TASK BRIEF ▸
Search the listing below for the word "such", and copy every line in which it turns up.

───── INPUT DATA

PR #715, opened 2025-06-02
Handle different sequences in base event and exception event

gharlan:
The sequence in exception events can be different to the sequence of the base event. But the ITip broker always replies with the base sequence number, even for replies to exception events.

The pull requests shows the bug.

From iCalender RFC:
> Recurrence instances of a recurring component MAY have different sequence numbers.

https://datatracker.ietf.org/doc/html/rfc5545#section-3.8.7.4

Google Calendar uses different sequence numbers for exception events.  
Example: Base event has sequence 2. When creating a new exception event, it gets the sequence number 3, but the base event keeps number 2.
Now when responding to the exception event via VObject iTip broker, the response contains the wrong sequence number 2, so the response is ignored by Google calender.


gharlan:
Added a fix now.

Issue #700, opened 2024-10-29
RRULE with RDATE / EventIterator.php


munderl:
I think there is a problem with the EventIterator.php. In rfc5545 a "RDATE" can occur inside a "RRULE". In such a case, the recurrence instances are defined by the union of occurrences defined by both the "RDATE" and "RRULE". In the current implementation, the "RRULE" is ignored completely when an additional "RDATE" is included in the "VEVENT". Therefore the EventIterator returns only the "RDATE" events and the original "RRULE" is lost.

munderl:
Seems as somebody in 2016 already mentioned this: [#347](https://github.com/sabre-io/vobject/issues/347). I encountered such a vevent with RRULE and RDATE several time now, so it seems to be used. Might be created by either thunderbird or DAVx^5.

Issue #347, opened 2016-08-25
Composing multiple RDATE and RRULE properties


brianmuse:
I could be mistaken, but I believe that RFC5545 specifies that multiple `RDATE` properties may exist along with `RRULE`.

For example, this would be valid and would mean it recurs yearly and on those `RDATE` values:

```
RDATE:20160607T000000Z
RDATE:20160707T000000Z
RRULE:FREQ=YEARLY
```

Also, though it has `SHOULD NOT` guidance, you may also encounter multiple `RRULE` properties:

```
RDATE:20160607T000000Z
RDATE:20160707T000000Z
RRULE:FREQ=YEARLY
RRULE:FREQ=MONTHLY
```

It appears that both cannot be considered at the same time and that multiple are not supported:
https://github.com/fruux/sabre-vobject/blob/master/lib/Recur/EventIterator.php#L181-L190

```PHP
        if (isset($this->masterEvent->RDATE)) {
            $this->recurIterator = new RDateIterator(
                $this->masterEvent->RDATE->getParts(),
                $this->startDate
            );
        } elseif (isset($this->masterEvent->RRULE)) {
            $this->recurIterator = new RRuleIterator(
                $this->masterEvent->RRULE->getParts(),
                $this->startDate
            );
        }
```

We have implemented this behavior before on another project and our technique (even supporting `EXRULE`) was to create an iterator for each `RRULE`, `EXRULE` and an iterator for `RDATES` and `EXDATES` and then compose result from iterating over all four of those one element at a time to get the "next" result (using logic to determine which event was actually next while handling any exceptions from `EXRULE` or `EXDATE`).

We used generators with PHP5.6, however iterators may be just as good in this case.

evert:
Hi Brian,

I agree that this is definitely a real iCalendar feature we don't support. Most of the focus has been on trying to get support for the most common cases, and I haven't really need mixed RDATE/RRULE yet in the wild. Have you?

brianmuse:
Thanks for the prompt reply! I can appreciate the focus on the most impactful areas.

We primarily work with the Google Calendar API where we have encountered this situation, though rare, for a few of our customers. I'm not 100% sure if they're able to someone create that state through and of the Google Calendar GUIs or whether its through another integration with Google Calendar from another schedule service or because of direct use of the Google Calendar API (which does allow this). 

It's been imperative for our use case to not miss anything during instance expansion, so despite it being a bit of an edge it's still something that we have to handle. 

[...]

PR #716, opened 2025-06-20
Support concurrency of multiple RDATE together with RRULE directives.

rotdrop:
This PR address #347 and its duplicate #700. The commit also adds a test. The idea is to maintain an array of iterators, compare their current values and pick the smallest one in next(). Then all iterators matching the timestamp value of the chosen DateTime are advanced, which the others which may be invalid or have their individual current values still ahead of time are kept at their position.

I have added a test (with one RRULE and RDATES which are placed "out of order").

### DIFF
--- a/lib/Recur/EventIterator.php
+++ b/lib/Recur/EventIterator.php
@@ -163,18 +163,29 @@ class EventIterator implements \Iterator
             $this->eventDuration = 0;
         }
 
+        $this->recurIterators = [];
+        $isRecurring = false;
+        if (isset($this->masterEvent->RRULE)) {
+            foreach ($this->masterEvent->RRULE as $rRule) {
+                $this->recurIterators[] = new RRuleIterator(
+                    $this->masterEvent->RRULE->getParts(),
+                    $this->startDate
+                );
+            }
+            $isRecurring = true;
+        }
         if (isset($this->masterEvent->RDATE)) {
-            $this->recurIterator = new RDateIterator(
-                $this->masterEvent->RDATE->getParts(),
-                $this->startDate
-            );
-        } elseif (isset($this->masterEvent->RRULE)) {
-            $this->recurIterator = new RRuleIterator(
-                $this->masterEvent->RRULE->getParts(),
-                $this->startDate
-            );
-        } else {
-            $this->recurIterator = new RRuleIterator(
+            foreach ($this->masterEvent->RDATE as $rDate) {
+                $this->recurIterators[] = new RDateIterator(
+                    $rDate->getParts(),
+                    $this->startDate,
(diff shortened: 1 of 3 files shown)


rotdrop:
Actually, the changes to the `RDateIterator.php` would not be needed; I started with the PHP AppendIterator, but as this was not enough: duplicated event dates are handled by the EventIterator anyway, which now behaves like an "OrderedUniqueAppendIterator".

rotdrop:
> Actually, the changes to the `RDateIterator.php` would not be needed; I started with the PHP AppendIterator, but as this was not enough: duplicated event dates are handled by the EventIterator anyway, which now behaves like an "OrderedUniqueAppendIterator".

Nope, it ain't that easy. However, this is also due to the current code base. If the current event DTSTART refers to a date after the dates defined by an RDATE rule, then the ordering of the values returned by the *current* `EventIterator` is garbled: it will always return the DTSTART value of the master event as first item *which is wrong*. RDATE exception may very well refer to events which are in the past w.r.t. DTSTART of the master event.

This also means that further changes would be needed. The RDate iterator has to take care of this.

lib/Recur/EventIterator.php
```diff
@@ -163,18 +163,26 @@ public function __construct($input, ?string $uid = null, ?\DateTimeZone $timeZon
...
-                $this->startDate
-            );
-        } else {
-            $this->recurIterator = new RRuleIterator(
+            foreach ($this->masterEvent->RDATE as $rDate) {
+                $this->recurIterators[] = new RDateIterator(
+                    $rDate->getParts(),
+                    $this->startDate,
+                );
+            }
```
SebastianKrupinski: Instead of creating an array of iterators would it be easier to combine all the rdate instances in to a single iterator?

```
$rdateValues = [];
foreach ($this->masterEvent->RDATE as $rdate) {
    $rdateValues = array_merge($rdateValues, $rdate->getParts());
}
$this->recurIterator = new RDateIterator(
    $this->masterEvent->RDATE->getParts(),
    $rdateValues,
    $this->startDate
);
```

This would reduce the complexity of iterating through RRULE and RDATE significantly, you would only need to rewind, forward, and check 2 iterators, instead of looping through an array of iterators.

rotdrop: Did not look into this for a long time now. I am no longer using upstream Sabre, but rather my own forks with my bug fixes, due to lack of responsiveness of the maintainers of Sabre. No flame intended, but we all have only a limited amount of time available, this applies as well to the maintainers of a software package as to potential contributors (which might be at the same time over-loaded maintainers of other software packages). I'll post a more useful response as soon as I find the time to look into your suggestions.

Issue #717, opened 2025-06-24
Get a property by multiple types


JimKnoxx:
I noticed that the VCard class only has a getByType method.
If the VCard contains multiple types for a property there is currently no easy way to select this exact property. 
If we have a VCARD like this:
~~~
BEGIN:VCARD
VERSION:3.0
TEL;TYPE=HOME,CELL:112233445566
TEL;TYPE=WORK,CELL:665544332211
TEL;TYPE=WORK:7778889994455
TEL;TYPE=EXTERNAL:555555555
END:VCARD
~~~

Selecting WORK will always return "665544332211".

PR #718, opened 2025-06-24
feat(VCard): add getByTypes method (#717)

JimKnoxx:
In this PR I added a getByTypes method that gets an string array to select an exact property of a VCard.

It checks case insensitive and need to exactly match the types of the wanted property.

### DIFF
--- a/lib/Component/VCard.php
+++ b/lib/Component/VCard.php
@@ -410,6 +410,34 @@ class VCard extends VObject\Document
     }
 
     /**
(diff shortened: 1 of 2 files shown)


phil-davis:
@staabm what do you think about add this method?

staabm (commented):
I don't see a reason to not include it in case you think its useful

phil-davis (approved):

Issue #722, opened 2025-08-28
Broker creates EXDATE property with floating timezone


KristofferFM:
If an organizer removes an attendee from a single instance of an recurrent event, and that event did not have an EXDATE property beforehand, Broker will add an EXDATE property with no timezone (i.e. floating timezone).
I believe this is wrong and should be fixed.

PR #723, opened 2025-08-28
Broker shouldn't add EXDATE property with floating timezone

KristofferFM:
Fixes issue #722


phil-davis (approved):
LGTM, thanks for the fix and tests.
I rebased so that the other code-formatting changes would go away - I merged the same format changes in another PR today.

PR #756, opened 2026-04-13
fix: Update deprecated timezone names

ralflang:
Supersedes #755 which was based against the current maintenance branch and thus had a huge, misleading diff.

fix(timezonedata): Replace deprecated IANA timezone names

Systems without the tzdata-legacy package, i.e. (Ubuntu 24.04+) reject deprecated names.

Examples: Europe/Kiev, Asia/Calcutta, America/Godthab
This causes FindFromTimezoneMap::find() to throw.
Update all 13 occurrences across windowszones, lotuszones and exchangezones maps to their canonical replacements and wrap DateTimeZone instantiation in try/catch for resilience against future renames.

Comes with unit test


lib/timezonedata/windowszones.php
```diff
@@ -82,10 +82,10 @@
     'Morocco Standard Time' => 'Africa/Casablanca',
     'Mountain Standard Time' => 'America/Denver',
     'Mountain Standard Time (Mexico)' => 'America/Chihuahua',
-    'Myanmar Standard Time' => 'Asia/Rangoon',
+    'Myanmar Standard Time' => 'Asia/Yangon',
     'N. Central Asia Standard Time' => 'Asia/Novosibirsk',
     'Namibia Standard Time' => 'Africa/Windhoek',
-    'Nepal Standard Time' => 'Asia/Katmandu',
+    'Nepal Standard Time' => 'Asia/Kathmandu',
```
phil-davis, line 88: Yes! This has been annoying having Kathmandu spelled wrong.

phil-davis (approved):
This LGTM.
@staabm what do you think?
Can you see any issue about the old names etc?

lib/TimezoneGuesser/FindFromTimezoneMap.php
```diff
@@ -22,7 +22,11 @@ public function find(string $tzid, ?bool $failIfUncertain = false): ?\DateTimeZo
     {
         // Next, we check if the tzid is somewhere in our tzid map.
         if ($this->hasTzInMap($tzid)) {
-            return new \DateTimeZone($this->getTzFromMap($tzid));
```
staabm, line 25: before this PR the observed behaviour of `find` was that it would throw (even if it was not a documented behaviour).

I find the new behaviour more useful, but I think we need to at least document this "breaking change" - we can use a `@throws void` phpdoc (for static analysis support), but can also document it in the changelog

phil-davis: done, and will mention this in the changelog/release notes. This can be part of a minor version bump.

staabm (approved):

Issue #411, opened 2018-04-25
FreeBusy Period serialization to JSON removes UTC indicator (Z)


renaudboyer:
When serializing FreeBusy Period objects to JSON, UTC Z is stripped from date. And Json dates are in local time instead of UTC.

Here's the iCal (headers have been removed)

```
BEGIN:VCALENDAR
BEGIN:VFREEBUSY
DTSTART:20180302T000000Z
DTEND:20180307T000000Z
DTSTAMP:20180418T074609Z
FREEBUSY:20180302T100000Z/20180302T110000Z
END:VFREEBUSY
END:VCALENDAR
```

is serialized to

```
[
  "vcalendar",
  [
    [
      "vfreebusy",
      [
        [
          "dtstart", {},
          "date-time", "2018-03-02T00:00:00Z"
        ],
        [
          "dtend", {},
          "date-time", "2018-03-07T00:00:00Z"
        ],
        [
          "dtstamp", {},
          "date-time", "2018-04-18T07:57:26Z"
        ],
        [
          "freebusy", {},
          "period",
          [
            "2018-03-02T10:00:00",
            "2018-03-02T11:00:00"
          ]
        ]
      ],
      []
    ]
  ]
]
```

DominikTo:
Is this the same object? In your iCalendar document `DTSTAMP` is 20180418T0**74609**Z. In the JSON document it's 2018-04-18T0**7:57:26**Z.

I only had a very quick look. If I understand [L290 here](https://github.com/sabre-io/vobject/blob/4.1.6/lib/Property/ICalendar/DateTime.php#L290) correctly, we are adding the Z in [L296](https://github.com/sabre-io/vobject/blob/4.1.6/lib/Property/ICalendar/DateTime.php#L296) if all of the following are true:

* `isFloating()` is `false`
* `$isUtc` is `true` (it's true if timezone is UTC, GMT or Z)

But on first glance I am also confused, why the Free-Busy Info has no TZ info.
Maybe @evert has an idea?

evert:
I'm not sure why it's happening, but I _can_ reproduce it

bastien-roucaries:
Hi added pull request

PR #765, opened 2026-05-31
feat: preserve UTC 'Z' indicator in Period JSON serialization

bastien-roucaries:
When serializing PERIOD values to JSON (for jCal format), preserve the 'Z' timezone indicator for UTC datetimes. This ensures FREEBUSY periods maintain explicit UTC designation, avoiding timezone ambiguity.

Without this change:
  FREEBUSY:20120226T230000Z/20120226T230000Z
  => serializes to: ["2012-02-26T23:00:00", "2012-02-26T23:00:00"]

With this change:
  FREEBUSY:20120226T230000Z/20120226T230000Z
  => serializes to: ["2012-02-26T23:00:00Z", "2012-02-26T23:00:00Z"]

This behavior is consistent with RFC 5545 which requires UTC times to be designated with the 'Z' suffix.

Related: https://github.com/sabre-io/vobject/issues/411

### DIFF
--- a/lib/Property/ICalendar/Period.php
+++ b/lib/Property/ICalendar/Period.php
@@ -70,6 +70,11 @@ class Period extends Property
         parent::setJsonValue($value);
     }
 
+    public function appendUtc(string $strDate)
+    {
+        return !str_ends_with($strDate, 'Z') ? '' : 'Z';
+    }
+
     /**
      * Returns the value, in the format it should be encoded for json.
      *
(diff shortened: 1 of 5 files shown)


lib/Property/ICalendar/Period.php
```diff
@@ -87,17 +87,21 @@ public function getJsonValue(): array
...
 
+            // Check if the datetime is in UTC timezone
+            $isUtc = in_array($start->getTimezone()->getName(), ['UTC', 'GMT', 'Z', '+00:00']);
+            $zSuffix = $isUtc ? 'Z' : '';
+
             // This is a duration value.
             if ('P' === $end[0]) {
                 $return[] = [
-                    $start->format('Y-m-d\\TH:i:s'),
+                    $start->format('Y-m-d\\TH:i:s').$zSuffix,
```
phil-davis: In this case the "date"-time string is a duration, so a timezone indication is not relevant.
Something like "1970-01-02:14:30:00" just indicates a duration of 1 day, 14 hours, 30 miutes and 0 seconds.
Or am I not understanding?

phil-davis (commented):
Please add/edit unit test cases do demonstrate what is expected, and that it works.
Thanks

lib/Property/ICalendar/Period.php
bastien-roucaries: @phil-davis for end, not for start that should use timezone

phil-davis:
@staabm @Chris53897 @bastien-roucaries I adjusted the code to append the "Z" when the input ends with "Z" (rather than just contains "Z"). I think that the only valid place that "Z" can be is at the end of a date-time string.

I added some test cases to DateTime `testValidate` to check that things like `20260627T100000Z+0200` are already being seen as invalid.

Please review and give your opinion.

bastien-roucaries:
@phil-davis I think iut is safe

phil-davis:
Rebased and squashed. The previous commit history was mostly "rubbish" tinkering getting code-style etc passing.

──────────

RESPONSE AREA ▸
I think there is a problem with the EventIterator.php. In rfc5545 a "RDATE" can occur inside a "RRULE". In such a case, the recurrence instances are defined by the union of occurrences defined by both the "RDATE" and "RRULE". In the current implementation, the "RRULE" is ignored completely when an additional "RDATE" is included in the "VEVENT". Therefore the EventIterator returns only the "RDATE" events and the original "RRULE" is lost.
Seems as somebody in 2016 already mentioned this: [#347](https://github.com/sabre-io/vobject/issues/347). I encountered such a vevent with RRULE and RDATE several time now, so it seems to be used. Might be created by either thunderbird or DAVx^5.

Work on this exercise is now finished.